Intorno è tutto uno sfolgorio di gialli, ocra e rossi con sullo sfondo un cielo ingombro , tragico, disfatto, che sicuramente ci starà preparando un brutto scherzo – e invece comincerà a piovere solo quando saremo di ritorno a Casalecchio. Dopo un po’ mi accorgo che sto camminando sulla mia ombra. Alzo gli occhi e c’è il sole! Ma verrà subito risucchiato dalle nuvole.
Sandro oggi è strano, e invece di lasciarci andare avanti per poi mangiarci la faccia perché non abbiamo voltato di qua o di là, ci avverte prima in modo benevolo: attente che là si gira! Perché mai un atteggiamento così bendisposto e allegro? Non sarà perché , dopo tanto tempo, ha riallacciato i rapporti con la sua navigatrice, che gli sussurra nell’orecchio con tono allusivo ? E’ la sua escort virtuale ( ognuno ha la escort che si merita, azzarda qualcuno ). Arriva perfino, in un momento che il gruppo è rimasto indietro e nessuno tranne me lo vede, a chiedere informazioni sul percorso ad un passante. E però a un certo punto si arrabbia perché c’è un gruppo che resta molto indietro e cammina come se stesse facendo delle vasche sotto il Pavaglione. E’ capeggiato da Caterina, che procede gesticolando. Stanno parlando di sentimento e risentimento, e l’argomento le sta coinvolgendo moltissimo.

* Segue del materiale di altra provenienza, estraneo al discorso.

PR #333, opened 2017-09-06
Remove all remnants of support for Python 2.6

### LINKED ISSUE #329: Remove references to Python < 2.7
Python 2.7 will be deprecated in the next release. All earlier versions of Python will not be supported at all.

drdavella:
This fixes #329. Since Python 2.7 support will be removed entirely in v2.0.0, it is reasonable to completely remove support for Python 2.6 now. Even though #191 also addressed this issue, there were places in the code where Python 2.6 was still handled.


drdavella:
@nden if you have a chance for a quick look-over I think this one is ready for merge.

PR #343, opened 2017-09-27
Fix bug with astropy.time location, update time schema

### LINKED ISSUE #341: Failure to serialize astropy.time.Time objects with location attribute
Here is a simple case that reproduces the issue:
```python
from astropy.time import Time
from asdf import AsdfFile

t = Time([1,2], location=[[1,2], [3,4], [5,6]], format='cxcsec')
af = AsdfFile(tree={'time': t})
af.write_to('time.asdf')
```

Add a test case and fix it. Optionally, create a new tag to serialize `EarthLocationInfo` objects.

drdavella:
This fixes #341. Time objects from astropy are now serialized correctly when they have an `EarthLocation` attribute. The proper way to implement this fix was to update the time schema to `v1.1.0`, so this PR requires https://github.com/spacetelescope/asdf-standard/pull/147 to be merged first.

This change also supports backwards compatible writing with `time-1.0.0` in order to support tests for WCS to ensure backwards compatibility with the old frame format.

### DIFF
--- a/asdf/tags/time/tests/test_time.py
+++ b/asdf/tags/time/tests/test_time.py
@@ -104,7 +104,12 @@ def test_time(tmpdir):
 
 def test_time_with_location(tmpdir):
     # See https://github.com/spacetelescope/asdf/issues/341
-    t = time.Time([1,2], location=[[1,2], [3,4], [5,6]], format='cxcsec')
+    from astropy import units as u
+    from astropy.coordinates.earth import EarthLocation
+
+    location = EarthLocation(x=[1,2]*u.m, y=[3,4]*u.m, z=[5,6]*u.m)
+
+    t = time.Time([1,2], location=location, format='cxcsec')
 
     tree = {'time': t}
 
--- a/asdf/tags/time/tests/test_time.py
+++ b/asdf/tags/time/tests/test_time.py
@@ -7,7 +7,6 @@ import six
 import pytest
 import datetime
 from collections import OrderedDict
-from jsonschema import ValidationError
 
 astropy = pytest.importorskip('astropy')
 from astropy import time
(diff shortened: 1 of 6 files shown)


drdavella:
@nden I'll run this PR against the jwst pipeline to assess if there's any impact there.

drdavella:
This needs a changelog update. I really ought to implement a bot for this repo...

drdavella:
This PR will need to be rebased on PR #350 when it is merged in order for the tests to pass.

asdf/tags/time/tests/test_time.py
```diff
@@ -103,6 +102,15 @@ def test_time(tmpdir):
     helpers.assert_roundtrip_tree(tree, tmpdir)
 
 
+def test_time_with_location(tmpdir):
+    # See https://github.com/spacetelescope/asdf/issues/341
+    t = time.Time([1,2], location=[[1,2], [3,4], [5,6]], format='cxcsec')
```
nden: If the schema defines the `x`, `y`, `z` of `location` to be quantities, then why does this pass?

drdavella: Good question: it's because the list that gets passed to the constructor of `time.Time` gets converted into an `EarthLocation` object, which uses `Quantity` for each of the coordinate components. This test could have also explicitly created an `EarthLocation` object and passed it to the `Time` constructor, but since the conversion is done automatically there's no need.

drdavella:
I'm not sure why the OSX tests keep having errors, but all of the tests pass. This PR is ready for merge once spacetelescope/asdf-standard#147 is merged.

asdf/tags/time/tests/test_time.py
nden: I see. The example is a bit confusing because it's unclear that default units in coordinates are used. But it works.

nden:
👍 to merge.

asdf/tags/time/tests/test_time.py
drdavella: Good point. I updated it so hopefully it's more clear now.

PR #346, opened 2017-09-28
Remove astropy-1.1.2 from test matrix, add 1.3.3

### LINKED ISSUE #345: Add astropy v1.3.3 to the test matrix
This is a fairly significant oversight and I believe it will expose a few latent bugs (although hopefully not very serious ones).

drdavella:
This also removes a test against astropy-1.3.2 using Python 3.5 from the appveyor matrix since it seems redundant.

This resolves #345.


drdavella:
Merging even though it will cause test failures. Opening a new PR to address the issues.

Issue #946, opened 2021-03-22
Add weldx to downstream workflow?


eslavich:
@CagtayFabry we have an actions workflow in this repository that runs ASDF-related tests in a handful of our downstream projects.  We run this workflow on a regular schedule and also immediately prior to release, to make sure we're not about to break something.  Are you interested in having weldx added to the list?  If so, can you confirm that this is a reasonable test script:

```
git clone https://github.com/BAMWelDX/weldx.git
cd weldx
conda env create -f environment.yml
conda activate weldx
pytest tests/asdf_tests
```

CagtayFabry:
Thanks for the notification and good to know about downstream tests @eslavich 💯 
definitely interested, I will get back to you in more detail in a few days

We will have to check if running `pytest tests/asdf_tests` is sufficient (it should be).

we will probably remove `environment.yml` soon, I think something like the following should work (and be faster)

```yaml
runs-on: ubuntu-latest
    steps:
      - name: Set up Python 3.9
        uses: actions/setup-python@v2
        with:
          python-version: 3.9
      - name: Install asdf
        run: pip install git+https://github.com/asdf-format/asdf@${{ github.event.inputs.asdf_ref || 'master' }}
      - name: Install pytest
        run: pip install pytest pytest-cov pytest-xdist setuptools_scm
      - name: Install weldx
        run: | 
          git clone https://github.com/BAMWelDX/weldx.git
          cd weldx
          pip install -e .
      - name: Run weldx tests
        run: pytest tests/asdf_tests --asdf-tests
```

Maybe it would be possible to test the current `asdf` master against both, the current `weldx` master (for our development) as well as our latest pypi release (for stability).

also 🔔  @vhirtham @marscher

PR #960, opened 2021-03-30
add weldx tests to downstream.yml

CagtayFabry:
add downstream test against `weldx` master to as mentioned #946

### DIFF
--- a/.github/workflows/downstream.yml
+++ b/.github/workflows/downstream.yml
@@ -81,3 +81,21 @@ jobs:
         run: pip install git+https://github.com/astropy/astropy@${{ github.event.inputs.astropy_ref || 'master' }}#egg=astropy[test]
       - name: Run astropy tests
         run: pytest --pyargs astropy
+
+  weldx:
+    name: weldx@master unit tests
+    runs-on: ubuntu-latest
+      steps:
+          - name: Set up Python 3.9
+            uses: actions/setup-python@v2
+            with:
+              python-version: 3.9
+              - name: Install asdf
+                run: pip install git+https://github.com/asdf-format/asdf@${{ github.event.inputs.asdf_ref || 'master' }}
+              - name: Install weldx
+                run: |
+                  git clone https://github.com/BAMWelDX/weldx.git
+                  cd weldx
+                  pip install -e .[test]
+              - name: Run weldx tests
+                run: pytest tests/asdf_tests --asdf-tests


CagtayFabry:
can you trigger this manually to see if it works @eslavich ?

eslavich:
GitHub isn't allowing me to run the workflow from this branch, I think there may be a syntax error somewhere?

eslavich:
After `python-version: 3.9` the subsequent steps are indented too far

CagtayFabry:
thanks, that got messed up copying over here

eslavich:
Here it goes...

https://github.com/asdf-format/asdf/runs/2229659222?check_suite_focus=true

.github/workflows/downstream.yml
```diff
@@ -81,3 +81,21 @@ jobs:
...
+        with:
+          python-version: 3.9
+      - name: Install asdf
+        run: pip install git+https://github.com/asdf-format/asdf@${{ github.event.inputs.asdf_ref || 'master' }}
+      - name: Install weldx
+        run: |
+          git clone https://github.com/BAMWelDX/weldx.git
+          cd weldx
+          pip install -e .[test]
+      - name: Run weldx tests
```
eslavich, line 100: This failed due to missing tests/asdf_tests, it must be that each step resets the working directory before it runs?  Up above we're using `actions/checkout@v2` to fetch the repository which seems to take care of the working directory automatically.

eslavich: Actually now that I say that I see that the weldx steps almost fit into the matrix job.  Maybe we should add a new variable to the matrix for additional pytest arguments?

CagtayFabry:
matrix looking good, thanks for the test run !
We will probably have to set the default branch to `asdf_2.8` for the time beeing

CagtayFabry:
I am so sorry, no idea why my indentation keeps failing...

eslavich:
What do you think of this?

https://github.com/asdf-format/asdf/compare/test_weldx_downstream

I added a `test_command` variable so that matrix jobs can customize the pytest command.

CagtayFabry:
> 
> 
> What do you think of this?
> 
> https://github.com/asdf-format/asdf/compare/test_weldx_downstream
> 
> I added a `test_command` variable so that matrix jobs can customize the pytest command.

that looks very nice 👍 
Just need to set the default ref to `asdf_2.8` instead of `master` for weldx

eslavich:
Hooray, success!

https://github.com/asdf-format/asdf/runs/2230976642?check_suite_focus=true

I'll change the branch on this PR to the other one.

eslavich:
Oops, I can't do that, so here's a new PR: https://github.com/asdf-format/asdf/pull/961

eslavich:
I merged #961 so I think this one can be closed.  Thanks @CagtayFabry !

PR #961, opened 2021-03-30
Test weldx downstream

### LINKED ISSUE #946: Add weldx to downstream workflow?

eslavich:
This is similar to #960 but adds a new parameter to the job matrix to allow custom test commands.

Resolves #946

### DIFF
--- a/.github/workflows/downstream.yml
+++ b/.github/workflows/downstream.yml
@@ -59,7 +59,7 @@ jobs:
             test_command: pytest
           - package_name: weldx
             repository: BAMWelDX/weldx
-            ref: ${{ github.event.inputs.weldx_ref || 'master' }}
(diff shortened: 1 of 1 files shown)


CagtayFabry:
Thanks @eslavich, I will keep this updated should we make any changes

Issue #890, opened 2020-11-25
adding custom %TAG entries to file header


CagtayFabry:
I think it would be nice to provide a way for custom extensions to add additional `%TAG` directives to the top YAML header to shorten tags provided by custom extensions that might lead to long tag strings. ASDF already does this by introducing `%TAG ! tag:stsci.edu:asdf/` .

Consider the following example:
```yaml
#ASDF 1.5.0
%YAML 1.1
%TAG ! tag:stsci.edu:asdf/
--- !core/asdf-1.1.0
# asdf headers
fraction: !<tag:nowhere.org:custom/fraction-1.0.0> [10, 3]
...
```
With adding  `%TAG !foo! tag:nowhere.org:custom/` we get the shorter
```yaml
#ASDF 1.5.0
%YAML 1.1
%TAG ! tag:stsci.edu:asdf/
%TAG !foo! tag:nowhere.org:custom/
--- !core/asdf-1.1.0
# asdf headers
fraction: !foo!fraction-1.0.0 [10, 3]
...
```

The only thing needed to get this output is to add the `"!foo!": "tag:nowhere.org:custom/"` to the `tags` mapping in the final `    yaml.dump_all` call in `asdf.yamlutil.dump_tree` here:
https://github.com/asdf-format/asdf/blob/8ccee8b17a053d6e33ebca81a4ed3f3c3569aee1/asdf/yamlutil.py#L408-L413

Currently `tags` is (statically) build to simply consist of `{"!": "tag:stsci.edu:asdf/"}`

One possible way to implement this would be to introduce a new (optional) property for the ExtensionClass that provides the tags.
Example extending the `FractionExtension` with a new property `yaml_tag_context`:
```python
class FractionExtension(asdf.AsdfExtension):
    # ...

    @property
    def yaml_tag_context(self):
        return {"!foo!": "tag:nowhere.org:custom/"}
```
We can now query this property for registered extensions and add them to the list.

I tested this for simple read/write and it works, see this simple diff  https://github.com/asdf-format/asdf/compare/master...CagtayFabry:test_custom_yaml_tag

~Of course it would be nice to only load `%TAG` values from extensions that are actually used when creating the file (similar to listing them in the history)~ update

eslavich:
[...]

PR #963, opened 2021-03-31
add extension %TAG definitions

CagtayFabry:
this is the implementation discussed in #890

I was wondering if this is still of interest?
Maybe it could be included in the 2.8 release?

Here is an example implementation for the `WeldxExtension`:
```python
class WeldxExtension(AsdfExtension):
    """Extension class registering types with both tags and schemas defined by weldx."""

    # ... default properties

    @property
    def yaml_tag_handles(self):
        return {"!weldx!": "tag:weldx.bam.de:weldx/"}
```

output file:
```yaml
#ASDF 1.0.0
#ASDF_STANDARD 1.5.0
%YAML 1.1
%TAG ! tag:stsci.edu:asdf/
%TAG !weldx! tag:weldx.bam.de:weldx/
--- !core/asdf-1.1.0
  name: asdf, version: 2.8.0.dev223+g7916a92}
history:
  extensions:
    software: !core/software-1.0.0 {name: asdf, version: 2.8.0.dev223+g7916a92}
    extension_class: weldx.asdf.extension.WeldxAsdfExtension
    software: !core/software-1.0.0 {name: weldx, version: 0.3.4.dev10+gd41bb1a.d20210331}
    extension_class: weldx.asdf.extension.WeldxExtension
    software: !core/software-1.0.0 {name: weldx, version: 0.3.4.dev10+gd41bb1a.d20210331}
R: !weldx!core/transformations/rotation-1.0.0
  angles: !unit/quantity-1.1.0 {unit: degree, value: 20}
  sequence: x
...
```


CagtayFabry:
I am not sure what a good test for this could look like (maybe a roundtrip that uses a custom `%TAG` entry?)

What do you think @eslavich ?

eslavich:
Yes, I think we can get this into 2.8.  A roundtrip is a good idea for a test.  We should probably also write a file and search through the raw bytes to make sure the custom `%TAG` is used, since a roundtrip would succeed even if the custom tag was being completely ignored.

asdf/yamlutil.py
```diff
@@ -405,6 +405,14 @@ def dump_tree(tree, fd, ctx, tree_finalizer=None, _serialization_context=None):
     yaml_version = tuple(
         int(x) for x in ctx.version_map['YAML_VERSION'].split('.'))
 
+    # add yaml %TAG definitions from extensions
+    for ext in _serialization_context._extensions_used:
+        ext_tags = getattr(ext.delegate, "yaml_tag_context", None)
```
eslavich, line 410: In the [YAML spec](https://yaml.org/spec/1.2/spec.html#tag/shorthand/) this is referred to as a "tag handle".  Can we call it that here too, instead of "context"?

eslavich: Also, this property should be added to both `Extension` and `ExtensionProxy` in `asdf/extension/_extension.py`.

CagtayFabry: sure that sounds grood, I will look into it

CagtayFabry: I am not sure how to correctly implement the `Extension` properties, if you would be so kind to take another look @eslavich

asdf/yamlutil.py
```diff
@@ -405,6 +405,15 @@ def dump_tree(tree, fd, ctx, tree_finalizer=None, _serialization_context=None):
     yaml_version = tuple(
         int(x) for x in ctx.version_map['YAML_VERSION'].split('.'))
 
+    # add yaml %TAG definitions from extensions
+    if _serialization_context:
+        for ext in _serialization_context._extensions_used:
+            ext_tags = getattr(ext.delegate, "yaml_tag_handle", None)
```
eslavich, line 411: With the changes I recommended above, we should be able to simplify to this:

```python
for ext in _serialization_context._extensions_used:
    for key, val in ext.yaml_tag_handles.items():
        if key not in tags:
            tags[key] = val
```

eslavich: Up above it looks like it's possible for `tags` to still be None when we get here.  Maybe we should initialize it with an empty dict so we don't risk a problem?

eslavich:
Can you add a CHANGES.rst entry for this work?  I'll take care of the documentation when I write up docs for the new extension API in general.

asdf/extension/_extension.py
```diff
@@ -298,6 +316,24 @@ def legacy(self):
         """
         return self._legacy
 
+    @property
+    def yaml_tag_handle(self):
```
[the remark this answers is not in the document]
CagtayFabry: > 
> 
> Can you add a CHANGES.rst entry for this work? I'll take care of the documentation when I write up docs for the new extension API in general.

yes I will clean this up and update `CHANGES.rst`
thanks for your input

CagtayFabry:
> 
> 
> Can you add a CHANGES.rst entry for this work? I'll take care of the documentation when I write up docs for the new extension API in general.

yes I will clean this up and update CHANGES.rst
thanks for your input

asdf/yamlutil.py
CagtayFabry: I wasn't sure in what context this part would not get executed
https://github.com/asdf-format/asdf/blob/62fe49a9032e0883c0b0f5ebe0f51c7b4f6e72de/asdf/yamlutil.py#L388-L398

but you are right, I will init with empty dict and change accordingly

eslavich: Hmm... you're right, and the [standard](https://asdf-standard.readthedocs.io/en/1.5.0/tree.html#tags) says:

> ... the tag of the root element of the tree must always be tag:stsci.edu:asdf/core/asdf-1.1.0

So if tree_type is `None`, that should probably be an error.  I'll file a separate issue to clean that up.

asdf/extension/_extension.py
```diff
@@ -298,6 +316,24 @@ def legacy(self):
...
+        See https://yaml.org/spec/1.2/spec.html#tag/shorthand/
+
+        Example: ``{"!foo!": "tag:nowhere.org:custom/"}``
+
+        Returns
+        -------
+        dict
+
+        """
+        return self._yaml_tag_handle
```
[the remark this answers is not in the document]
CagtayFabry: updated now

eslavich (approved):
This looks ready to go, thanks!  The documentation for the new extension API doesn't exist yet, but I'll be sure to add a section on this when I get to it.

CagtayFabry:
looking forward to it 🚀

All’una siamo alla trattoria Bolognina. Appena
seduti ,Ale si volta indietro verso il tavolo accanto e si mette a parlare
animatamente con uno dei tre maschi lì seduti. Lo conoscerà, penso io. E invece
no, sta civettando con uno sconosciuto. Chi si crede di essere, una escort? –
uso questo termine anche se lei ha minacciato di mandarmi una lettera
raccomandata se lo faccio. Quando arrivano le tagliatelle, lei si volta e dice
che sono buone. No, quella che è buona è lei, replica il più intraprendente dei
tre. Anche Dani viene fatta oggetto di complimenti. Ma perché, loro due sono le
più belle? No, dice qualcuno, sono le più vicine ai tre. Quello intraprendente
racconta la barzelletta della vedova che esce rinculando dal cimitero perché
suo marito diceva sempre che lei aveva un culo che faceva resuscitare i morti.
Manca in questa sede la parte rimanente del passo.